Economic think tank, Econsult, commented:
“No mineral revenues for government of Botswana for a while.”
This isn’t just about government. It’s about your bank too.
That brings us to Warren Buffett’s famous quote:
“You only find out who’s swimming naked when the tide goes out.”
What Buffett meant is this:
When times are good, it’s easy to look like you’re doing well. But when things get tough, like when money runs dry, that’s when we see who was really prepared. Weaknesses that were hidden during the good times suddenly come to light.
So, who is swimming naked?
In this story:
- The tide: Diamond money drying up.
- Swimming naked: Banks exposed to civil servant loans.
- The rescue: Government, still paying salaries, even with little money left.

State Of Play
- Most Botswana banks rely more on interest income than fees, meaning their revenue depends heavily on borrowers paying back loans.

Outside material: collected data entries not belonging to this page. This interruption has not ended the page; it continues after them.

PR #104, opened 2016-01-15
Add account management

markbreedlove:
Add account management, mostly using Devise, and overriding some of its default behavior.

Accounts are only created by admins. When the account is created, an email is sent to the new account's address for confirmation. During confirmation, the new user must set a password.

README.md contains some notes about setting up `mailcatcher` for development with confirmation emails.

References https://issues.dp.la/issues/8162

Possible TODO:  Add a full-name field to Admin.

### DIFF
--- a/README.md
+++ b/README.md
@@ -187,6 +187,25 @@ it to "use local source," in other words, use this working copy as the source of
 deployments, please be aware that the working copy's configuration files will be
 copied into the `automation` VM, by design.
 
+### ActionMailer setup
+
+This project uses ActionMailer to send account-creation confirmation emails. We
+use the [mailcatcher](http://mailcatcher.me/) gem in development to simulate a
+mail server, rather than running a real one. Per [its
+documentation](http://mailcatcher.me/), we do not include it in our Gemfile, and
+you need to install it with `gem install mailcatcher`.
+
+The mail settings for production are ActionMailer `smtp_settings` key/value
+pairs.  There are defaults in `settings.yml` that can be overridden in
+`settings.local.yml`.
+
+If you're running in the development VM (with our Vagrantfile), you'll want to
+invoke `mailcatcher` this way:
+```
+mailcatcher --http-ip 0.0.0.0
+```
+This ensures that the HTTP interface will be listening on the network interface
+that is being forwarded to `localhost` on your host machine.
 
 Testing
 -------
--- a/app/views/devise/mailer/confirmation_instructions.html.erb
+++ b/app/views/devise/mailer/confirmation_instructions.html.erb
@@ -1,0 +1,7 @@
+<p>Welcome, <%= @email %>!</p>
+
+<p>You have a new account for DPLA Primary Source Sets.</p>
+
+<p>You can confirm your account email through the link below:</p>
+
+<p><%= link_to 'Confirm my account', confirmation_url(@resource, confirmation_token: @token) %></p>
--- a/app/views/devise/passwords/new.html.erb
+++ b/app/views/devise/passwords/new.html.erb
@@ -1,0 +1,19 @@
+<h2>Forgot your password?</h2>
+
+<%= form_for(resource,
+             as: resource_name,
+             url: password_path(resource_name),
+             html: { method: :post, class: 'pss-admin-form' }) do |f| %>
+  <%= devise_error_messages! %>
+
+  <div class="field">
+    <%= f.label :email %><br />
+    <%= f.email_field :email, autofocus: true %>
+  </div>
+
+  <div class="actions">
+    <%= f.submit "Send me reset password instructions", class: 'form-submit' %>
+  </div>
+<% end %>
+
+<%= render "devise/shared/links" %>
--- a/app/views/devise/shared/_links.html.erb
+++ b/app/views/devise/shared/_links.html.erb
@@ -1,0 +1,15 @@
+<%- if controller_name != 'sessions' %>
+  <%= link_to "Log in", new_session_path(resource_name) %><br />
+<% end -%>
+
+<%- if devise_mapping.recoverable? && controller_name != 'passwords' && controller_name != 'registrations' %>
+  <%= link_to "Forgot your password?", new_password_path(resource_name) %><br />
+<% end -%>
+
+<%- if devise_mapping.confirmable? && controller_name != 'confirmations' %>
+  <%= link_to "Didn't receive confirmation instructions?", new_confirmation_path(resource_name) %><br />
+<% end -%>
+
+<%- if devise_mapping.lockable? && resource_class.unlock_strategy_enabled?(:email) && controller_name != 'unlocks' %>
+  <%= link_to "Didn't receive unlock instructions?", new_unlock_path(resource_name) %><br />
+<% end -%>
--- a/app/views/registrations/edit.html.erb
+++ b/app/views/registrations/edit.html.erb
@@ -1,0 +1,34 @@
+<h2>Edit Account</h2>
+
+<% if devise_mapping.confirmable? && resource.pending_reconfirmation? %>
+  <div>Currently awaiting confirmation for: <%= resource.unconfirmed_email %>
+  </div>
+<% end %>
+
+<%= devise_error_messages! %>
+
+<%# View for Devise method inherited by Registrations controller. %>
+<%# Uses `resource` for consistency with Devise::Registrations#new %>
+<%= form_for(resource,
+             as: resource_name,
+             url: registration_path(resource),
+             html: { class: 'pss-admin-form' }) do |f| %>
+
+  <%= f.label :email %><br />
+  <%= f.email_field :email, autofocus: true %>
+
+  <%= f.label :password %>
+  <%= f.password_field :password, autocomplete: "off" %>
+  <div><i>(leave blank if you don't want to change it)</i></div>
+
+  <%= f.label :password_confirmation %><br />
+  <%= f.password_field :password_confirmation, autocomplete: "off" %>
+
+  <div>
+    <%= f.submit "Update", class: 'form-submit' %>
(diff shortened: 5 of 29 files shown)


markbreedlove:
Uh-oh ... just noticed tests have been failing.  I'll address that, but review could probably start now.

markbreedlove:
Those tests have been fixed, and I've added some for the `Admin` model.

markbreedlove:
I have some changes I want to make to the registrations edit form (where you edit the account email and password) but I'll present those in an upcoming PR.

markbreedlove:
Actually, there's one change that has to happen here. There's a problem with `registrations#update` (i.e. Account Edit).  @AudreyAltman you might want to hold off looking at that.

markbreedlove:
@AudreyAltman should be OK now, though I acknowledge that tests are lacking for the overridden RegistrationsController methods.

db/migrate/20160113221031_add_confirmable_to_admin.rb
```diff
@@ -0,0 +1,19 @@
...
+
+    Admin.update_all({
+      :confirmed_at => DateTime.now,
+      :confirmation_sent_at => DateTime.now
+    })
+  end
+
+  def self.down
+    remove_column :admins,
+                  [:confirmed_at, :confirmation_token, :confirmation_sent_at]
```
AudreyAltman: Why don't you want to remove `:unconfirmed_email` or `confirmation_token` index in the `down` function?

app/views/devise/mailer/confirmation_instructions.html.erb
```diff
@@ -0,0 +1,5 @@
+<p>Welcome <%= @email %>!</p>
+
```
AudreyAltman: Maybe add sentence here that says something like "You have a new account for DPLA Primary Source Sets" so that people know what the account is for.

db/migrate/20160113221031_add_confirmable_to_admin.rb
markbreedlove: Just an oversight -- will fix it.  Thanks!

app/views/registrations/new.html.erb
```diff
@@ -0,0 +1,26 @@
...
+  <%= f.email_field :email, autofocus: true %>
+
+  <%= f.label :password %>
+  <%= f.password_field :password, autocomplete: "off" %>
+  <% if @validatable %>
+  <div><em>(<%= @minimum_password_length %> characters minimum)</em></div>
+  <% end %>
+
+  <%= f.label :password_confirmation %>
+  <%= f.password_field :password_confirmation, autocomplete: "off" %>
```
AudreyAltman: Can we remove the ability to add a password to this form?  

I found that if I create a new account with a password, it gets really confusing for the new user:  The confirmation email is sent to the new email address.  Then, from the email, when I click "Confirm my account", I am taken, already signed in, to `primary-source-sets/sets`.  I never learn my password, so if I get logged out before I change it, I can't get back in again, and my confirmation token expires.

Plus, I don't think people will want to admins create new accounts and set passwords for those accounts, correct?

markbreedlove: I thought I did remove that already, but I could be confused.  Let me check; may have committed it elsewhere.

I intended for there to be no password form on the create page.

AudreyAltman:
I suppose we could delete the views that have to do with locking and unlocking b/c we haven't activated locking - but maybe good to keep them in case we want to activate locking at some point.

app/views/registrations/index.html.erb
```diff
@@ -0,0 +1,15 @@
+<h1>Admins</h1>
+
+<p><%= link_to "Create new admin", new_registration_path %></p>
+
+<table>
+<% @admins.each do |admin| %>
+  <tr>
+    <td><%= admin.email %></td>
+    <td><%= link_to "Edit", edit_registration_path(admin) %></td>
```
AudreyAltman: Can we only provide an edit link to the logged-in admin's account?  I don't think we want admins editing one another's accounts.

app/views/registrations/edit.html.erb
```diff
@@ -0,0 +1,34 @@
...
+
+  <%= f.label :password_confirmation %><br />
+  <%= f.password_field :password_confirmation, autocomplete: "off" %>
+
+  <div>
+    <%= f.submit "Update", class: 'form-submit' %>
+  </div>
+
+<% end %>
+
```
AudreyAltman: Should this form render if the user is not logged into the specific account that this form will edit?  Maybe render an error message or do a redirect if a logged in admin tries to access the edit form for someone else's account?

app/views/devise/passwords/new.html.erb
```diff
@@ -0,0 +1,16 @@
...
+  <%= devise_error_messages! %>
+
+  <div class="field">
+    <%= f.label :email %><br />
+    <%= f.email_field :email, autofocus: true %>
+  </div>
+
+  <div class="actions">
+    <%= f.submit "Send me reset password instructions" %>
+  </div>
```
AudreyAltman: CSS is hijacking your submit button and causing to render as a second magnifying glass by the search box.

screen shot 2016-01-22 at 11 16 34 am

AudreyAltman: Actually, I think the submit buttons on _all_ of the forms are rendering as magnifying glasses.

README.md
```diff
@@ -187,6 +187,25 @@ it to "use local source," in other words, use this working copy as the source of
...
+pairs.  There are defaults in `settings.yml` that can be overridden in
+`settings.local.yml`.
+
+If you're running in the development VM (with our Vagrantfile), you'll want to
+invoke `mailcatcher` this way:
+```
+mailcatcher --http-ip 0.0.0.0
+```
+This ensures that the HTTP interface will be listening on the network interface
+that is being forwarded to `localhost` on your host machine.
```
AudreyAltman: Mailcatcher is a great tool!  I've never used it before, but it's certainly great for testing.

app/views/devise/shared/_links.html.erb
```diff
@@ -0,0 +1,25 @@
+<%- if controller_name != 'sessions' %>
+  <%= link_to "Log in", new_session_path(resource_name) %><br />
+<% end -%>
+
+<%- if devise_mapping.registerable? && controller_name != 'registrations' %>
+  <%= link_to "Sign up", new_registration_path(resource_name) %><br />
+<% end -%>
```
AudreyAltman: Can we delete the "Sign up" link since we're not allowing people to sign up?

AudreyAltman:
Overall, this is great!  Despite the difficulties with Devise, what you've written fits our needs perfectly.  I appreciate the detailed comments.
  
In my browser, I’ve tested creating, editing, and deleting accounts, deleting an account I’m currently logged in as, changing password, resetting password if forgotten, and claiming I didn’t receive confirmation instructions.  Everything is working.

I've made a few comments, mostly things we could change in the views to help workflow.

db/migrate/20160113221031_add_confirmable_to_admin.rb
markbreedlove: OK, should be fixed.  `confirmation_token` was already being removed, and its index (which you may have been referring to in your comment) should be removed when the column is dropped.

app/views/devise/mailer/confirmation_instructions.html.erb
markbreedlove: OK.  We might add a ticket at some point to parameterize the name of the site.  It's hardcoded as *DPLA* Primary Source Sets

app/views/registrations/new.html.erb
markbreedlove: I must have been thinking of the edit page. Thanks for catching this.  I've removed the password fields. I'm having trouble getting the controller to reject password fields in `#create` because it's hard to override Devise's functionality (you can add allowed fields but it's not clear how to subtract them).  I don't think it's too much of a problem because nobody's going to try to fill in that field outside of a form submission, but I could look into it later.

markbreedlove:
Re https://github.com/dpla/primary-source-sets/pull/104#issuecomment-173961463, yes, I left those generated views in there, though I haven't thought a lot about the locking feature.  I think Devise locks the account after a certain number of failed login attempts.

app/views/registrations/index.html.erb
markbreedlove: Coming soon! That's a feature in the upcoming PR that I'm going to issue after this one is merged, when permissions and roles are introduced.

app/views/registrations/edit.html.erb
markbreedlove: That's another feature of the upcoming PR.

app/views/devise/passwords/new.html.erb
markbreedlove: Interesting. This is only happening for me on the login-related pages -- sign_in, password/new, confirmation/new ...

app/views/devise/shared/_links.html.erb
markbreedlove: OK, thanks! It's gone now.

app/views/devise/passwords/new.html.erb
markbreedlove: OK, I think I fixed the buttons.

The forms should have the CSS class 'pss-admin-form' and the submit buttons should have the class 'form-submit', and they didn't.

I've also removed one view that's unused and the existence of which was confusing.

markbreedlove:
Re account locking, @AudreyAltman, you are correct to note that we don't have the `:lockable` behavior enabled on the Admin model.  Not sure if it's an issue for this PR or something to follow up with next.

AudreyAltman:
Looks great.  :squash:?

- BBS and Stanchart are the most exposed, with over 80% of income coming from interest.
- FNBB is better diversified, with almost a 50/50 split between interest and non-interest income. That gives it more cushioning in tough times.
- Two-thirds or more of the income comes from loans for Absa and Access Bank.

So what’s at stake?
- For banks: A wave of defaults if salaries are missed.
- For investors: Lower dividends, slower growth, or worse.
In its balancing act, Kganetsano said:
“We will play the chess, whether we win or not is another matter.”
Living Hand to Mouth
- Between January and the end of May, Dr. Tshokologo said the government took out two short-term loans on top of the P6 billion it received from SACU. All that money is already gone.
- On Monday, 6th January, P6 billion hit the government’s account. By the end of Thursday that same week, over 90% of it had been spent.
- On the day of his presentation, Dr. Tshokologo said that when he walked into the PAC, there was about P3.5 billion left in government savings. Just hours later, P2.8 billion of that was used to pay off loans.
This illustrated how:
“We borrow to fund current consumption,” said Kganetsano.
Private Companies Feel the Squeeze
But it’s not just about banks and civil servants. Domestic economic activity plays a big role too.
Botswana’s diamond revenues don’t just pay government salaries, they also decide whether suppliers get paid on time.
During the hearing, it came out that some suppliers haven’t been paid, and that’s starting to hurt private companies. When a business doesn’t get its money from the government, it struggles to pay its own workers and bills.
The truth is, government spending keeps money moving in the economy. When the government pays businesses, those businesses pay their staff, buy stock, and keep the wheels turning. If that spending slows down, the whole system feels the squeeze. Even down to a hawker.
Dr Kganetsano, the former Bank of Botswana deputy governor, warned that if economic activity continues to slow:
- Companies may lay off workers,
- Profits shrink,
- And like individuals, businesses may start defaulting on their own loans.
It’s a chain reaction: fewer diamonds, less government money, unpaid suppliers, job cuts, loan defaults, pressure on banks.